First, as always, you begin the Credit Repair process by Disputing any incorrect information that appears on the Credit Report.
If you believe an error was made during the Court Proceedings and have evidence supporting your claim that could Vacate the Judgment, consider contacting an attorney.
If that seems intimidating, don't worry, there's still a proven dispute process you can use to Remove the Court Judgments from Credit Reports.
HERE'S HOW IT WORKS
STEP 1: Sign up for a PACER account.
PACER is a public records database that anyone can access for free, and companies like LexisNexis use it to gather our data.
STEP 2: Contact LexisNexis and request a Consumer Disclosure Report.
Thanks to the FCRA, they're required to provide you with a copy for free.
STEP 3: When you have the PACER account records and the LexisNexis Consumer Disclosure Report, compare the information you find.

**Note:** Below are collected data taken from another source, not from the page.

PR #2561, opened 2026-01-05
jj-cli: add information about CVE-2024-51990

alexanderkjall:
Information taken from: https://github.com/jj-vcs/jj/security/advisories/GHSA-88h5-6w7m-5w56

@yuja is it ok if this gets added to rustsec?


yuja:
Sounds good to me. @martinvonz, any thoughts?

Look for inconsistencies and Dispute them with LexisNexis just like you would with a Credit Bureau. They follow the very same rules.
If you can remove the Court Judgment from the LexisNexis Report, your odds of removing it with the Credit Bureaus seriously increase!
STEP 4: Dispute the Court Judgment with the Credit Bureaus.
Do this just as you would any other item. If the Bureau verifies the information, move on to the next step!
STEP 5: Send a simple letter to the Clerk of the Court where the Court Judgment was filed.
There is no need to get into details or specifics. Just say something like:
"I have a record from your court appearing on my credit report. I've disputed the item with the Credit Bureaus Equifax, Experian, and TransUnion - all of which confirmed the record was verified by you. Please provide the procedure in which you verify records with the credit bureaus."
Send this letter to the Clerk of the Court with a self-addressed, stamped envelope and your return address to make it easy for them to respond.
The Clerk of the Court will usually respond with a letter explaining (what you already know) they DO NOT report to the Credit Bureaus.
STEP 6: Make a copy of the letter you received from the Clerk of the Court and send it to the Credit Bureaus along with a demand for deletion.
It doesn't have to be written word for word. Still, it should be something similar:
"I have previously disputed (INSERT Public Record Name / Reference #) with you, and in response, you verified the item as accurate, stating that you have verified the information with the court. I contacted the court, and their response is enclosed. It is clear they do not report to you or any credit bureau for that matter; therefore, your initial response verifying the item with the court was either an error or a lie. Either way, the reporting requirements do not comply with FCRA § 611 (15 U.S.C. § 1681I), and the information must be deleted immediately."
The Bureaus know the law and understand they have a potential violation if they don't remove the item. So they will typically respond with a deletion.
If the Court Judgment is deleted, you'll soon be able to qualify for loans and lines of credit without dealing with the predatory, high-interest rates that keep people with bad credit stuck in the never-ending cycle of debt.
If the Bureaus refuse to delete the Court Judgment, despite your valid reason for removal, it's time to file a complaint with the CFPB because you are entitled to fair and accurate reporting.
If you'd like templates of these Public Record Dispute Letters, you can download them FREE at CreditRepairCloud.com/Public-Record-Dispute
MY FINAL POINT
Court Judgments may not directly affect Credit Scores at the moment, but they do a lot of indirect damage, and there's no guarantee the Bureaus will keep this policy forever!
So, avoid Court Judgments whenever possible, but if you can't, don't give up, you can still fight back!